The answer must be an exact copy of every record below.

++++ Data records

PR #395, opened 2016-07-06
Added Steelmate TPMS support

johnjore:


src/devices/steelmate.c
```diff
@@ -1,48 +1,116 @@
...
+		//Battery voltage is stored as half the mV
+		uint8_t tmpbattery_mV = ~reverse8(bb[i][7]);
+		uint16_t battery_mV = tmpbattery_mV * 2;
+
+		//Checksum is a sum of all the other values
+		uint8_t payload_checksum = ~reverse8(bb[i][8]);
+		uint8_t calculated_checksum = preAmble + ID1 + ID2 + p1 + tempFahrenheit + tmpbattery_mV;
+		if (payload_checksum != calculated_checksum)
+			continue;
+
```
merbanan: The payload calculation must be done first. So we can abort early.

src/devices/steelmate.c
```diff
@@ -1,48 +1,116 @@
...
+		sprintf(sensorIDhex, "0x%04x", sensorID);
+		
+		//Pressure is stored as twice the PSI
+		uint8_t p1 = ~reverse8(bb[i][5]);
+		double pressurePSI = (double)p1 / 2;
+
+		//Temperature is stored in Fahrenheit. Note that the datasheet claims operational to -40'C, but can only express values from -17.8'C
+		uint8_t tempFahrenheit = ~reverse8(bb[i][6]);
+		double tempCelcius = (double)(tempFahrenheit - 32) * 5 / 9;
+
```
merbanan: If the native representation is Fahrenheit you must use that. There is a command line flag that will auto convert.

src/devices/steelmate.c
```diff
@@ -1,48 +1,116 @@
...
+		uint8_t ID1 = ~reverse8(bb[i][3]);
+		uint8_t ID2 = ~reverse8(bb[i][4]);
+		uint16_t sensorID = (ID1 << 8) + ID2;
+		char sensorIDhex[7];
+		sprintf(sensorIDhex, "0x%04x", sensorID);
+		
+		//Pressure is stored as twice the PSI
+		uint8_t p1 = ~reverse8(bb[i][5]);
+		double pressurePSI = (double)p1 / 2;
+
```
merbanan: Use float, double is not needed.

src/devices/steelmate.c
```diff
@@ -1,48 +1,116 @@
...
+		//Payload is inverted Manchester encoded, and reversed MSB/LSB order
+
+		//Preamble
+		uint8_t preAmble = ~reverse8(bb[i][2]);
+
+		//Sensor ID
+		uint8_t ID1 = ~reverse8(bb[i][3]);
+		uint8_t ID2 = ~reverse8(bb[i][4]);
+		uint16_t sensorID = (ID1 << 8) + ID2;
```
merbanan: Declare all needed variables at the start.

src/devices/steelmate.c
```diff
@@ -1,48 +1,116 @@
...
+
+		//Valid preamble? (Note, the data is still wrong order at this point. Correct pre-amble: 0x00 0x00 0x01)
+		if (bb[i][0] != 0x00 || bb[i][1] != 0x00 || bb[i][2] != 0x7f)
+			continue;
+
+		//Payload is inverted Manchester encoded, and reversed MSB/LSB order
+
+		//Preamble
+		uint8_t preAmble = ~reverse8(bb[i][2]);
+
```
merbanan: The preAmble looks unused, so comment this code so it doesn't get compiled.

src/devices/steelmate.c
```diff
@@ -1,48 +1,116 @@
...
+#include "pulse_demod.h"
+#include "util.h"
+
+static int steelmate_callback(bitbuffer_t *bitbuffer) {
+	if (debug_output >= 1) {
+		fprintf(stdout, "Steelmate TPMS decoder\n");
+		bitbuffer_print(bitbuffer);
+		fprintf(stdout, "\n");
+	}
+
```
merbanan: Move this block to the other debug section.

src/devices/steelmate.c
```diff
@@ -1,48 +1,116 @@
...
+		//Checksum is a sum of all the other values
+		uint8_t payload_checksum = ~reverse8(bb[i][8]);
+		uint8_t calculated_checksum = preAmble + ID1 + ID2 + p1 + tempFahrenheit + tmpbattery_mV;
+		if (payload_checksum != calculated_checksum)
+			continue;
+		
+		if (debug_output >= 1) {
+			fprintf(stdout, "Sensor ID: %04x. Pressure: %f PSI. Temperature: %f 'C. Battery %i mV\n", sensorID, pressurePSI, tempCelcius, battery_mV);
+		}
+
```
merbanan: Move this so we only get one debug block.

src/devices/steelmate.c
johnjore: We abort early when checking the first 3 bytes. Payload is calculated after all bytes are inverted and MSB/LSB flipped. Along the way, the values are extracted to calculate the checksum.

src/devices/steelmate.c
johnjore: Ok. I can change that.

src/devices/steelmate.c
johnjore: Ok. I can change that.

src/devices/steelmate.c
johnjore: Ok, I can change that, but prefer to do after checking preamble to avoid declaring variables that are never used?

src/devices/steelmate.c
johnjore: Hm... I would prefer to have an output before checking preamble and checksum as there are still issues capturing packets with the existing settings?

src/devices/steelmate.c
johnjore: Hm... Maybe drop it instead as the output should show the same data.

src/devices/steelmate.c
merbanan: When we try to decode 1 packet, all decoders run. If all decoders have this under debug you would be spammed totally in the logs when enabling debug. Add it under a debug define or something. But it can't active by default. But fix as much as you can and submit a new version and I'll review again.

src/devices/steelmate.c
```diff
@@ -1,48 +1,116 @@
...
+ *
+ * Copyright © 2016 Benjamin Larsson
+ * Copyright © 2016 John Jore
+ *
+ * This program is free software; you can redistribute it and/or modify
+ * it under the terms of the GNU General Public License as published by
+ * the Free Software Foundation; either version 2 of the License, or
+ * (at your option) any later version.
+ */
+
```
merbanan: Can you add links to the specification here?

johnjore: There are no specifications available. It is is an Infinion then the IC is programmable and each vendor decides how to implement. There are 4 ID bits, but only 2 are transmitted. IC can transmit the force excerted on it as wheel spinns, but is not transmitted. IC nativly supports CRC8 but a addative checksum is used instead. I'm guessing temp, pressure and voltage as they "appear" to corrolate wth observed behavour. I dont have any documents that states the chipset outputs in fahrenheit, double PSI's or half mV.

merbanan: Ok, can you document it in the format like I did for the other TPMS ?

johnjore: Can do that. I had it documented as the values were extracted, but can add a blob at the top as well.

johnjore:
Will resubmitt after making a few changes.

++++++++

§ **Written solution**:
PR #395, opened 2016-07-06
Added Steelmate TPMS support

johnjore:


src/devices/steelmate.c
```diff
@@ -1,48 +1,116 @@
...
+		//Battery voltage is stored as half the mV
+		uint8_t tmpbattery_mV = ~reverse8(bb[i][7]);
+		uint16_t battery_mV = tmpbattery_mV * 2;
+
+		//Checksum is a sum of all the other values
+		uint8_t payload_checksum = ~reverse8(bb[i][8]);
+		uint8_t calculated_checksum = preAmble + ID1 + ID2 + p1 + tempFahrenheit + tmpbattery_mV;
+		if (payload_checksum != calculated_checksum)
+			continue;
+
```
merbanan: The payload calculation must be done first. So we can abort early.

src/devices/steelmate.c
```diff
@@ -1,48 +1,116 @@
...
+		sprintf(sensorIDhex, "0x%04x", sensorID);
+		
+		//Pressure is stored as twice the PSI
+		uint8_t p1 = ~reverse8(bb[i][5]);
+		double pressurePSI = (double)p1 / 2;
+
+		//Temperature is stored in Fahrenheit. Note that the datasheet claims operational to -40'C, but can only express values from -17.8'C
+		uint8_t tempFahrenheit = ~reverse8(bb[i][6]);
+		double tempCelcius = (double)(tempFahrenheit - 32) * 5 / 9;
+
```
merbanan: If the native representation is Fahrenheit you must use that. There is a command line flag that will auto convert.

src/devices/steelmate.c
```diff
@@ -1,48 +1,116 @@
...
+		uint8_t ID1 = ~reverse8(bb[i][3]);
+		uint8_t ID2 = ~reverse8(bb[i][4]);
+		uint16_t sensorID = (ID1 << 8) + ID2;
+		char sensorIDhex[7];
+		sprintf(sensorIDhex, "0x%04x", sensorID);
+		
+		//Pressure is stored as twice the PSI
+		uint8_t p1 = ~reverse8(bb[i][5]);
+		double pressurePSI = (double)p1 / 2;
+
```
merbanan: Use float, double is not needed.

src/devices/steelmate.c
```diff
@@ -1,48 +1,116 @@
...
+		//Payload is inverted Manchester encoded, and reversed MSB/LSB order
+
+		//Preamble
+		uint8_t preAmble = ~reverse8(bb[i][2]);
+
+		//Sensor ID
+		uint8_t ID1 = ~reverse8(bb[i][3]);
+		uint8_t ID2 = ~reverse8(bb[i][4]);
+		uint16_t sensorID = (ID1 << 8) + ID2;
```
merbanan: Declare all needed variables at the start.

src/devices/steelmate.c
```diff
@@ -1,48 +1,116 @@
...
+
+		//Valid preamble? (Note, the data is still wrong order at this point. Correct pre-amble: 0x00 0x00 0x01)
+		if (bb[i][0] != 0x00 || bb[i][1] != 0x00 || bb[i][2] != 0x7f)
+			continue;
+
+		//Payload is inverted Manchester encoded, and reversed MSB/LSB order
+
+		//Preamble
+		uint8_t preAmble = ~reverse8(bb[i][2]);
+
```
merbanan: The preAmble looks unused, so comment this code so it doesn't get compiled.

src/devices/steelmate.c
```diff
@@ -1,48 +1,116 @@
...
+#include "pulse_demod.h"
+#include "util.h"
+
+static int steelmate_callback(bitbuffer_t *bitbuffer) {
+	if (debug_output >= 1) {
+		fprintf(stdout, "Steelmate TPMS decoder\n");
+		bitbuffer_print(bitbuffer);
+		fprintf(stdout, "\n");
+	}
+
```
merbanan: Move this block to the other debug section.

src/devices/steelmate.c
```diff
@@ -1,48 +1,116 @@
...
+		//Checksum is a sum of all the other values
+		uint8_t payload_checksum = ~reverse8(bb[i][8]);
+		uint8_t calculated_checksum = preAmble + ID1 + ID2 + p1 + tempFahrenheit + tmpbattery_mV;
+		if (payload_checksum != calculated_checksum)
+			continue;
+		
+		if (debug_output >= 1) {
+			fprintf(stdout, "Sensor ID: %04x. Pressure: %f PSI. Temperature: %f 'C. Battery %i mV\n", sensorID, pressurePSI, tempCelcius, battery_mV);
+		}
+
```
merbanan: Move this so we only get one debug block.

src/devices/steelmate.c
johnjore: We abort early when checking the first 3 bytes. Payload is calculated after all bytes are inverted and MSB/LSB flipped. Along the way, the values are extracted to calculate the checksum.

src/devices/steelmate.c
johnjore: Ok. I can change that.

src/devices/steelmate.c
johnjore: Ok. I can change that.

src/devices/steelmate.c
johnjore: Ok, I can change that, but prefer to do after checking preamble to avoid declaring variables that are never used?

src/devices/steelmate.c
johnjore: Hm... I would prefer to have an output before checking preamble and checksum as there are still issues capturing packets with the existing settings?

src/devices/steelmate.c
johnjore: Hm... Maybe drop it instead as the output should show the same data.

src/devices/steelmate.c
merbanan: When we try to decode 1 packet, all decoders run. If all decoders have this under debug you would be spammed totally in the logs when enabling debug. Add it under a debug define or something. But it can't active by default. But fix as much as you can and submit a new version and I'll review again.

src/devices/steelmate.c
```diff
@@ -1,48 +1,116 @@
...
+ *
+ * Copyright © 2016 Benjamin Larsson
+ * Copyright © 2016 John Jore
+ *
+ * This program is free software; you can redistribute it and/or modify
+ * it under the terms of the GNU General Public License as published by
+ * the Free Software Foundation; either version 2 of the License, or
+ * (at your option) any later version.
+ */
+
```
merbanan: Can you add links to the specification here?

johnjore: There are no specifications available. It is is an Infinion then the IC is programmable and each vendor decides how to implement. There are 4 ID bits, but only 2 are transmitted. IC can transmit the force excerted on it as wheel spinns, but is not transmitted. IC nativly supports CRC8 but a addative checksum is used instead. I'm guessing temp, pressure and voltage as they "appear" to corrolate wth observed behavour. I dont have any documents that states the chipset outputs in fahrenheit, double PSI's or half mV.

merbanan: Ok, can you document it in the format like I did for the other TPMS ?

johnjore: Can do that. I had it documented as the values were extracted, but can add a blob at the top as well.

johnjore:
Will resubmitt after making a few changes.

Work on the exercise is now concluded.